When American bombs first fell on Baghdad on 19–20 March 2003, the stated mission was liberation. Twenty-three years later, Iraq is again being bombed—this time not by U.S. forces seeking regime change, but by U.S. and Israeli strikes targeting Iranian assets and by Iranian-backed militias attacking American facilities.

The anniversary is heavy with irony. The invasion produced immense death, destruction, and prolonged instability. Iran—once Iraq’s bitter enemy during the brutal eight-year Iran-Iraq War (1980-88)—was arguably the biggest strategic beneficiary of the U.S.-led invasion, filling much of the political and security vacuum that followed the fall of Saddam Hussein.

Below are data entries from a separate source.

Issue #46, opened 2017-08-28
Typography


jamesmelzer:
### Deliver

* Core typographic hierarchy
* Core typographic mixins (e.g. to support extension by Long Form Text)
* Font family support, including setting up web fonts for the library

JodiWarren:
After doing some reading this morning on the matter, my preferred suggestion is to use Zach Leatherman’s Compromise method, as detailed here: https://www.zachleat.com/web/the-compromise/

It’s a three stage load process:
0 - Unstyled Text
1 - Faux-bold/faux italic text (only the normal/roman weight font loaded)
2 - Fully loaded text.

This is to reduce the visual weight of the text reflow. In reality most text is probably going to be at a normal weight, and it’ll make sure that renders well asap.

I installed glyphanger, and created a subsetted version of the Regular weight Graphik font. I used the [A-Za-z0-9] character ranges. It reduces the woff2 version of Regular weight from 37kb to 12kb. This seems like it would be worth doing for that initial load.

joesnellpdx:
@JodiWarren Try merging develop into your branch now.

JodiWarren:
@kevinmpowell @joesnellpdx @patrickmckowen 
I've removed the font loading system and opened a PR for it: https://github.com/JDRF/spirit/pull/266

PR #169, opened 2018-07-10
#46 Typography

JodiWarren:
I've created a demo page showing the typography as specced in the Sketch file:

- Check out this branch
- `cd library`
- `gulp`
- Navigate to: http://localhost:3000/sink-pages/visual-styles/typography.html - may or may not be localhost:3000, check in the terminal.


patrickmckowen:
@JodiWarren I'm not sure if this is something with BrowserStack Local, but sharing just in case: This is what I see when load the type sink page on IE 11 in Browserstack: https://gmkr.io/s/5b450a39686cfe0848e97d36/0

JodiWarren:
@patrickmckowen Good catch, I'll give it a look over as I'm refactoring the mixins.

JodiWarren:
@kevinmpowell @jamesmelzer 
After yesterday's discussion, I've done some heavy refactoring of this code to make better use of the token hierarchy. I've refactored the token hierarchy too.

The mixins are now substantially more complicated but they should be a lot safer and simpler to use. Once you're happy with them, they can be moved into more appropriate files (Kevin, I would be very grateful for your suggestions here)

@patrickmckowen 
Thanks for that catch yesterday. I found the IE11 issues and have squashed them now.

library/tokens/tokens.yaml
```diff
@@ -189,44 +189,65 @@ font :
...
-    heading-level-4 :              16px
-    heading-level-4-breakpoint-l : 24px
-    heading-level-5 :              14px
-    heading-level-5-breakpoint-l : 18px
-    heading-level-6 :              13px
-    heading-level-6-breakpoint-l : 16px
+    subhead:
+      normal:           16px #use body line height
+      breakpoint-l :    24px
+    display:
```
jamesmelzer: This change makes a lot of sense. I wasn't sure if we were going to have multiple breakpoints, so I kept it flat. The added depth makes it more rigorous (and the depth flattens out to similar SCSS in the end, anyway)

JodiWarren:
@kevinmpowell Apologies - I seem to have slightly messed up a couple of the type files with a dodgy rebase. I've pulled the correct info out of `git reflog`, I just need to tidy up the rebase. I'll try and get it pushed up correctly either today or at worst on Monday. Is that ok?

kevinmpowell:
@JodiWarren I'm not blocked. I've got the font installed locally now so it's not inhibiting my work at this point.

library/styles/base/_typography.scss
```diff
@@ -0,0 +1,219 @@
...
+  font-style: normal;
+  font-weight: normal;
+  letter-spacing: normal;
+  line-height: $spirit-font-line-height-body;
+  text-decoration: none;
+  text-indent: 0;
+  text-shadow: none;
+  text-transform: none;
+
+  .spirit-col--dark & {
```
kevinmpowell: Pull out lines 15-18. We'll handle background context sensitivity on a component by component basis. Putting it in the rest that we'll use everywhere will create too much CSS bloat.

* [ ] Remove `.spirit-col--dark` section from font reset mixin.

library/styles/base/_typography.scss
```diff
@@ -0,0 +1,219 @@
...
+    -webkit-font-smoothing: antialiased; // sass-lint:disable-line no-vendor-prefixes
+    color: $spirit-color-white;
+  }
+}
+
+/// setspace Function
```
kevinmpowell: What does the `//setspace Function` comment do?

JodiWarren: This is part of the sassdoc documentation: http://sassdoc.com/

It's just basically a namespace. If you were to use the sassdoc documentation generation software, it would put it in the right bit.

That said, I just took a look and can't find it on the current site, so it may have been wiped from the latest version of the spec.

JodiWarren:
@kevinmpowell After some mildly hairy gitwork, the branch should hopefully be ok now 😌 That'll teach me to rebase in a hurry.

I've rebased from the current state of develop, which means that I've disabled the buttons import until the reworked variables are integrated into that file.

library/styles/base/_typography.scss
```diff
@@ -0,0 +1,213 @@
...
+) {
+  $line-height-base: ('font', 'line-height');
+
+  $breakpoint-width: spirit-get-breakpoint($breakpoint);
+  $line-height: spirit-get-nested-token($line-height-base, $font-type);
+
+  @include spirit-responsive-value($line-height, 'line-height', $breakpoint, $breakpoint-width);
+}
+
+h1,
```
kevinmpowell: We don't want to style h1-h6 directly with our stylesheets, we want to rely on the mixin internally and provide the utility classes externally.

* [ ] Remove base HTML element styling

library/styles/base/_typography.scss
```diff
@@ -0,0 +1,213 @@
...
+}
+
+/// @group Function
+/// Returns a deeply nested token based on two lists.
+/// @example spirit-get-nested-token(('font', 'size'), ('display', 'level-1;'));
+/// @require {function} spirit-token
+/// @param {list} $parent A comma-separated list of strings which represent tokens.
+/// @param {list | string} $children A single token or comma-separated list of strings which represent tokens.
+/// @return {any} Returns a token result.
+@function spirit-get-nested-token($parent, $children) {
```
kevinmpowell: The `spirit-token` mixin already gets nested tokens. This mixin needs to be renamed to more clearly articulate what it's doing. Is it typography specific?

Upon further digging into the code I believe this can be removed completely. Likely due to your change in the tokens.yaml structure

* [ ] Remove `spirit-get-nested-token` mixin.

library/styles/base/_typography.scss
```diff
@@ -0,0 +1,213 @@
...
+/// @param {string} $breakpoint ['l'] The name of the breakpoint from the token file.
+/// @output Will output result of spirit-responsive-value mixin.
+@mixin spirit-font-size-responsive(
+  $font-type: ('heading', 'level-1'),
+  $breakpoint: 'l'
+) {
+  $font-size-base: ('font', 'size');
+
+  $breakpoint-width: spirit-get-breakpoint($breakpoint);
+  $font-size: spirit-get-nested-token($font-size-base, $font-type);
```
kevinmpowell: Replace this line with:
`$font-size: spirit-token('font', $font-size-base, $font-type);`

* [ ] Remove calls to `spirit-get-nested-token`

library/styles/base/_typography.scss
```diff
@@ -0,0 +1,213 @@
...
+/// @param {string} $breakpoint ['l'] The name of the breakpoint from the token file.
+/// @output Will output result of spirit-responsive-value mixin.
+@mixin spirit-font-line-height-responsive(
+  $font-type: ('heading', 'level-1'),
+  $breakpoint: 'l'
+) {
+  $line-height-base: ('font', 'line-height');
+
+  $breakpoint-width: spirit-get-breakpoint($breakpoint);
+  $line-height: spirit-get-nested-token($line-height-base, $font-type);
```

Now those two legacies have collided. A country reshaped by American intervention has become a battleground for America’s confrontation with the regional power that intervention unwittingly helped empower.

A country still trying to find itself

Gallup recently reported that since 2009, Iraq had seen one of the biggest sustained increases in perceptions of safety anywhere in the world, a remarkable achievement after years of rampant sectarian violence, civil war, and the rise and fall of the Islamic State. That hard-won sense of normality is now directly at risk.

Iraq’s November 2025 elections reflected both progress and its limits. Voters faced a crowded field but produced no clear winner, triggering prolonged elite bargaining as the U.S. pressed Baghdad to curb militia influence and Iran moved to preserve its political and energy networks.

Prime Minister Mohammed al-Sudani had been pursuing an embattled agenda aimed at restoring national sovereignty through economic reform, infrastructure development, foreign investment, and reduced oil dependence. The hardest task was establishing a state monopoly on force—a goal complicated by the powerful Popular Mobilization Forces (PMF), formally part of Iraq’s security apparatus but with close ties to Tehran.

Caught in the crossfire

Since the U.S.–Israeli campaign against Iran began on 28 February 2026, Iran-aligned militias have repeatedly struck near Erbil International Airport and the U.S. consulate, attacked Baghdad’s U.S. Embassy, and launched hundreds of drones at bases, airports, hotels, and oil facilities across Iraqi Kurdistan. Nearly three weeks into the war, a renewed wave of rocket and drone attacks has underscored both the persistence and escalation of the threat.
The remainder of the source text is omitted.